ASSIGNMENT:
Repeat the records given below in full, with no changes.

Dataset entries

# # # #

Issue #561, opened 2025-04-16
How to configure Temporal Cloud with iWF?


aroysbox:
Hi, 

I was curious how to configure Temporal Cloud with iwf, using the API key that is present in the Temporal cloud instance.

Thanks,
Alex.

longquanzheng:
Hi I am adding this now: https://github.com/indeedeng/iwf/pull/562

PR #562, opened 2025-04-16
Support Temporal API Key

longquanzheng:
### Checklist
- [x] Code compiles correctly
- [x] All tests passing

### Related Issue
Closes https://github.com/indeedeng/iwf/issues/561


go.mod
```diff
@@ -1,6 +1,8 @@
 module github.com/indeedeng/iwf
 
-go 1.22
+go 1.23.0
```
longquanzheng, line 3: Looks like it's required by temporal cloud sdk: https://github.com/temporalio/cloud-sdk-go/blob/main/go.mod

config/config_template.yaml
```diff
@@ -9,14 +9,7 @@ api:
...
-#    {{- end }}
-#    {{- if eq $be "temporal" }}
-#    cadence:
-#      hostPort: {{ default .Env.CADENCE_HOST_PORT "127.0.0.1:7833" }}
-#      domain: {{ default .Env.CADENCE_NAMESPACE "default" }}
-#    {{- end }}
\ No newline at end of file
+    hostPort: {{ default .Env.TEMPORAL_HOST_PORT "temporal:7233" }}
+    namespace: {{ default .Env.TEMPORAL_NAMESPACE "default" }}
+    cloudAPIKey: {{ default .Env.TEMPORAL_CLOUD_API_KEY "" }}
```
samuel27m, line 15: What is the `config_template.yaml` file used for?

go.mod
samuel27m: Could we just do 1.23? So that we're targeting all of the 1.23 go releases instead of 1.23.0 only?

cmd/server/iwf/iwf.go
```diff
@@ -110,21 +111,35 @@ func start(c *cli.Context) {
...
+		} else {
+			temporalClient, err = client.Dial(client.Options{
+				HostPort:       temporalConfig.HostPort,
+				Namespace:      temporalConfig.Namespace,
+				MetricsHandler: metricHandler,
+			})
+		}
+
 		if err != nil {
 			rawLog.Fatalf("Unable to connect to Temporal because of error %v", err)
```
samuel27m, line 140: Can we change this error message to be conditional of the connection type we're doing? i.e. 

```
if err != nil {
    if temporalConfig.CloudAPIKey != "" {
        rawLog.Fatalf("Unable to connect to Temporal Cloud (namespace: %s) because of error: %v", temporalConfig.Namespace, err)
    } else {
        rawLog.Fatalf("Unable to connect to Temporal because of error %v", err)
    }
}
```

samuel27m (commented):
There seems to be some sort of conflict between the 2 temporal libs?
```
panic: proto: file "temporal/api/cloud/region/v1/message.proto" is already registered
		previously from: "go.temporal.io/api/cloud/region/v1"
		currently from:  "go.temporal.io/cloud-sdk/api/region/v1"
	See https://protobuf.dev/reference/go/faq#namespace-conflict
```

cmd/server/iwf/iwf.go
longquanzheng: that's a good idea. However, I have reverted the change to use cloud SDK. The current temporal goSDK does support API key out of the box.  And the cloud SDK is still experiemental.

go.mod
```diff
@@ -6,11 +6,11 @@ require (
 	github.com/gin-gonic/gin v1.9.1
 	github.com/google/uuid v1.6.0
 	github.com/prometheus/client_golang v1.12.1
-	github.com/stretchr/testify v1.9.0
+	github.com/stretchr/testify v1.10.0
 	github.com/uber-go/tally/v4 v4.1.1
 	github.com/uber/cadence-idl v0.0.0-20220713235846-fda89e95df1e
 	github.com/urfave/cli v1.22.5
-	go.temporal.io/sdk v1.30.0
+	go.temporal.io/sdk v1.33.1
```
longquanzheng, line 13: Suggested by temporal team to upgrade to 1.33 otherwise API key may need extra code for namespace header
Screenshot 2025-04-17 at 11 14 44 AM

config/config_template.yaml
longquanzheng: Good catch...!
I was following cadence project to use config [template](https://github.com/cadence-workflow/cadence/blob/master/docker/config_template.yaml) , which can be dynamically generating real config like [this](https://github.com/cadence-workflow/cadence/blob/master/docker/start-cadence.sh#L7).

However, I found this approach too cubersome to maintain because there are too many parameters need to be templated. Instead, user can always just mount their own config using volume mouting:
* docker: https://docs.docker.com/engine/storage/volumes/
* K8s https://kubernetes.io/docs/concepts/storage/volumes/

So I am removing the variables now and keep it simple. 

Now the only reason to have config_template.yaml is that the default config value is different from local development (the hostport)

longquanzheng: Nit: I should also rename config_template.yaml to something else. But that will be a minor breaking changes for whoever has used this in production 🤦 

https://github.com/indeedeng/iwf/issues/563

longquanzheng:
Note: no new test for this PR because we don't usally add this for this part. and it's not easy to test with temporal cloud here. 
But I will have an OSS user testing it before merging

lwolczynski (approved):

# # # #

ANSWER BELOW:
Issue #561, opened 2025-04-16
How to configure Temporal Cloud with iWF?


aroysbox:
Hi, 

I was curious how to configure Temporal Cloud with iwf, using the API key that is present in the Temporal cloud instance.

Thanks,
Alex.

longquanzheng:
Hi I am adding this now: https://github.com/indeedeng/iwf/pull/562

PR #562, opened 2025-04-16
Support Temporal API Key

longquanzheng:
### Checklist
- [x] Code compiles correctly
- [x] All tests passing

### Related Issue
Closes https://github.com/indeedeng/iwf/issues/561


go.mod
```diff
@@ -1,6 +1,8 @@
 module github.com/indeedeng/iwf
 
-go 1.22
+go 1.23.0
```
longquanzheng, line 3: Looks like it's required by temporal cloud sdk: https://github.com/temporalio/cloud-sdk-go/blob/main/go.mod

config/config_template.yaml
```diff
@@ -9,14 +9,7 @@ api:
...
-#    {{- end }}
-#    {{- if eq $be "temporal" }}
-#    cadence:
-#      hostPort: {{ default .Env.CADENCE_HOST_PORT "127.0.0.1:7833" }}
-#      domain: {{ default .Env.CADENCE_NAMESPACE "default" }}
-#    {{- end }}
\ No newline at end of file
+    hostPort: {{ default .Env.TEMPORAL_HOST_PORT "temporal:7233" }}
+    namespace: {{ default .Env.TEMPORAL_NAMESPACE "default" }}
+    cloudAPIKey: {{ default .Env.TEMPORAL_CLOUD_API_KEY "" }}
```
samuel27m, line 15: What is the `config_template.yaml` file used for?

go.mod
samuel27m: Could we just do 1.23? So that we're targeting all of the 1.23 go releases instead of 1.23.0 only?

cmd/server/iwf/iwf.go
```diff
@@ -110,21 +111,35 @@ func start(c *cli.Context) {
...
+		} else {
+			temporalClient, err = client.Dial(client.Options{
+				HostPort:       temporalConfig.HostPort,
+				Namespace:      temporalConfig.Namespace,
+				MetricsHandler: metricHandler,
+			})
+		}
+
 		if err != nil {
 			rawLog.Fatalf("Unable to connect to Temporal because of error %v", err)
```
samuel27m, line 140: Can we change this error message to be conditional of the connection type we're doing? i.e. 

```
if err != nil {
    if temporalConfig.CloudAPIKey != "" {
        rawLog.Fatalf("Unable to connect to Temporal Cloud (namespace: %s) because of error: %v", temporalConfig.Namespace, err)
    } else {
        rawLog.Fatalf("Unable to connect to Temporal because of error %v", err)
    }
}
```

samuel27m (commented):
There seems to be some sort of conflict between the 2 temporal libs?
```
panic: proto: file "temporal/api/cloud/region/v1/message.proto" is already registered
		previously from: "go.temporal.io/api/cloud/region/v1"
		currently from:  "go.temporal.io/cloud-sdk/api/region/v1"
	See https://protobuf.dev/reference/go/faq#namespace-conflict
```

cmd/server/iwf/iwf.go
longquanzheng: that's a good idea. However, I have reverted the change to use cloud SDK. The current temporal goSDK does support API key out of the box.  And the cloud SDK is still experiemental.

go.mod
```diff
@@ -6,11 +6,11 @@ require (
 	github.com/gin-gonic/gin v1.9.1
 	github.com/google/uuid v1.6.0
 	github.com/prometheus/client_golang v1.12.1
-	github.com/stretchr/testify v1.9.0
+	github.com/stretchr/testify v1.10.0
 	github.com/uber-go/tally/v4 v4.1.1
 	github.com/uber/cadence-idl v0.0.0-20220713235846-fda89e95df1e
 	github.com/urfave/cli v1.22.5
-	go.temporal.io/sdk v1.30.0
+	go.temporal.io/sdk v1.33.1
```
longquanzheng, line 13: Suggested by temporal team to upgrade to 1.33 otherwise API key may need extra code for namespace header
Screenshot 2025-04-17 at 11 14 44 AM

config/config_template.yaml
longquanzheng: Good catch...!
I was following cadence project to use config [template](https://github.com/cadence-workflow/cadence/blob/master/docker/config_template.yaml) , which can be dynamically generating real config like [this](https://github.com/cadence-workflow/cadence/blob/master/docker/start-cadence.sh#L7).

However, I found this approach too cubersome to maintain because there are too many parameters need to be templated. Instead, user can always just mount their own config using volume mouting:
* docker: https://docs.docker.com/engine/storage/volumes/
* K8s https://kubernetes.io/docs/concepts/storage/volumes/

So I am removing the variables now and keep it simple. 

Now the only reason to have config_template.yaml is that the default config value is different from local development (the hostport)

longquanzheng: Nit: I should also rename config_template.yaml to something else. But that will be a minor breaking changes for whoever has used this in production 🤦 

https://github.com/indeedeng/iwf/issues/563

longquanzheng:
Note: no new test for this PR because we don't usally add this for this part. and it's not easy to test with temporal cloud here. 
But I will have an OSS user testing it before merging

lwolczynski (approved):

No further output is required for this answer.